▸ **Exercise description**
Gather up every line from the entries below that uses the word "appearing".

▸ **Dataset entries**
___

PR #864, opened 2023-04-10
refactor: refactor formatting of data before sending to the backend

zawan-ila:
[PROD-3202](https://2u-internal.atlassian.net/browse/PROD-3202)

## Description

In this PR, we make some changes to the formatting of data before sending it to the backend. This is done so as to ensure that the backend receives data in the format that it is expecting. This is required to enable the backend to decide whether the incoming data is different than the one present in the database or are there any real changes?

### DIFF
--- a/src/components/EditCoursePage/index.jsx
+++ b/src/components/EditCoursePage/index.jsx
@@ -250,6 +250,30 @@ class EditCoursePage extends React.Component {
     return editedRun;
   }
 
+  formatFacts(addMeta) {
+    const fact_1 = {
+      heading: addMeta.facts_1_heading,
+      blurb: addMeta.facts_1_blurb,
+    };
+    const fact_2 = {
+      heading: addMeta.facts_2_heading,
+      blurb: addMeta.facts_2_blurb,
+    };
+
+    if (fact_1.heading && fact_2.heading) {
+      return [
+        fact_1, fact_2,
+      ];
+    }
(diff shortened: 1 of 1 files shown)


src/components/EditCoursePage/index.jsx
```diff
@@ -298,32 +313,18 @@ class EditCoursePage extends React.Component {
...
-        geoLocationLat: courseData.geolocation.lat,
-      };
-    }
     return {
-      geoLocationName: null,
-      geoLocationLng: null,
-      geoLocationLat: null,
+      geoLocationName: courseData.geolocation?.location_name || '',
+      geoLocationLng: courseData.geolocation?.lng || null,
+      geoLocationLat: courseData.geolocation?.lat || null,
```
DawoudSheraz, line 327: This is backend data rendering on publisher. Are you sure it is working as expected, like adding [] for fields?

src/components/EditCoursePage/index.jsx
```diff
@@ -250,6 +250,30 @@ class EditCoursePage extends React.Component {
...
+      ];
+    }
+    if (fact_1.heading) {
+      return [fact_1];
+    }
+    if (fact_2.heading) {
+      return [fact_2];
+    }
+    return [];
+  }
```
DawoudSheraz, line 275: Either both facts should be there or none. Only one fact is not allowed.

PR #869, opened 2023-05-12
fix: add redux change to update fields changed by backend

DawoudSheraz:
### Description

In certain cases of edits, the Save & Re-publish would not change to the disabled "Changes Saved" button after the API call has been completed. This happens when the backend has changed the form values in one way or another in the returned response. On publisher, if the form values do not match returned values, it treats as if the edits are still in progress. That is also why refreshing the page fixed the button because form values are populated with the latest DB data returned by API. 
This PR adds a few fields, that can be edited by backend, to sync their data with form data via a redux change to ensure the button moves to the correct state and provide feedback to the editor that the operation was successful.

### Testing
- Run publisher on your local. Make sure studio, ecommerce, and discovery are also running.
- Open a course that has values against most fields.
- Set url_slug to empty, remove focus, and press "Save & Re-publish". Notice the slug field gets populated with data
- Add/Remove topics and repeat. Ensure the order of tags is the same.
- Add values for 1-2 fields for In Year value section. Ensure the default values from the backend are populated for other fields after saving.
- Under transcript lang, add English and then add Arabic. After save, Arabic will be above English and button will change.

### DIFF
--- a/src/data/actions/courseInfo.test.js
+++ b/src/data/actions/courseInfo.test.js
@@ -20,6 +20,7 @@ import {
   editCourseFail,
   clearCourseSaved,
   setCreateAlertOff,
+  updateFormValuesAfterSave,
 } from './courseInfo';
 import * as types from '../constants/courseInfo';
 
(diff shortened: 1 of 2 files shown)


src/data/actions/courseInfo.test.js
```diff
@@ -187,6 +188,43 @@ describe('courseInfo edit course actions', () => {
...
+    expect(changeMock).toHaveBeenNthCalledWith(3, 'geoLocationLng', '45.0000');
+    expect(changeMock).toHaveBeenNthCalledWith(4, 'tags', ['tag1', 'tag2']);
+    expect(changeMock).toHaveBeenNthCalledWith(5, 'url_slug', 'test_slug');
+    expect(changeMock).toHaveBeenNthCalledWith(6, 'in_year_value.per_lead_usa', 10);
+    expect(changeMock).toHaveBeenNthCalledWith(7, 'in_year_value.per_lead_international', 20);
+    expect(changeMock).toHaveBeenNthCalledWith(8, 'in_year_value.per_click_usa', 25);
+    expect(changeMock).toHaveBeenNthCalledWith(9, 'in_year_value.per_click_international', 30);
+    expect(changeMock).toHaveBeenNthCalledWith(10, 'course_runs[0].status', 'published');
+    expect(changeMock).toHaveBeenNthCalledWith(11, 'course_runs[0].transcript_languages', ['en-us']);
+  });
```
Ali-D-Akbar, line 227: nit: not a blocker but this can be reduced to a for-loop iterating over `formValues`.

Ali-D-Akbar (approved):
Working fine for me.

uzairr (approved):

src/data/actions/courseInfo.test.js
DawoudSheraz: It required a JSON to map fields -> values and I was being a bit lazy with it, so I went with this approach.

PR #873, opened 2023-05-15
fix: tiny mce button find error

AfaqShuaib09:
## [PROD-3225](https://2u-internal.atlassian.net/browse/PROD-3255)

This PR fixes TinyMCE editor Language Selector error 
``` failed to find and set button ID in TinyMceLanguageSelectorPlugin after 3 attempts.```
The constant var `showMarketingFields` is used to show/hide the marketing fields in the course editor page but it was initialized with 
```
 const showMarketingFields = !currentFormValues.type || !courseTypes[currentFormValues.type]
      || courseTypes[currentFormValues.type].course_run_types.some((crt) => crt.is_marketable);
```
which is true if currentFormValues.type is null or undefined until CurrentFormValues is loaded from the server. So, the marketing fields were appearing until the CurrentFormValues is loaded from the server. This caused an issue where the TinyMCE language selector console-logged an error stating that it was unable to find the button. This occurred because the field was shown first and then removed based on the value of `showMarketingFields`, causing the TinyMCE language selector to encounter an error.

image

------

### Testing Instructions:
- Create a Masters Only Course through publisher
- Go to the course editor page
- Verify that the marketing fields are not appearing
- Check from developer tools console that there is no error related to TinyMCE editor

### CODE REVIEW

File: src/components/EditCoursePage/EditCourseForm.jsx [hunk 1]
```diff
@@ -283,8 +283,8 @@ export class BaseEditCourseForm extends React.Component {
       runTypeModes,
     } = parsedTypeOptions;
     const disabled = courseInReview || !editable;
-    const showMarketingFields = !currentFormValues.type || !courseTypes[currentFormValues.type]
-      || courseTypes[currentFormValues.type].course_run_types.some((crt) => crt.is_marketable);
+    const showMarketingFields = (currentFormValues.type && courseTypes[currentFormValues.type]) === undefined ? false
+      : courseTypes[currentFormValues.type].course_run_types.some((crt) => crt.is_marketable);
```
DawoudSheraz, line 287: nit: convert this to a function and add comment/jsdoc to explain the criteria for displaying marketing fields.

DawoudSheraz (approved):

___

▸ **Task response**
which is true if currentFormValues.type is null or undefined until CurrentFormValues is loaded from the server. So, the marketing fields were appearing until the CurrentFormValues is loaded from the server. This caused an issue where the TinyMCE language selector console-logged an error stating that it was unable to find the button. This occurred because the field was shown first and then removed based on the value of `showMarketingFields`, causing the TinyMCE language selector to encounter an error.
- Verify that the marketing fields are not appearing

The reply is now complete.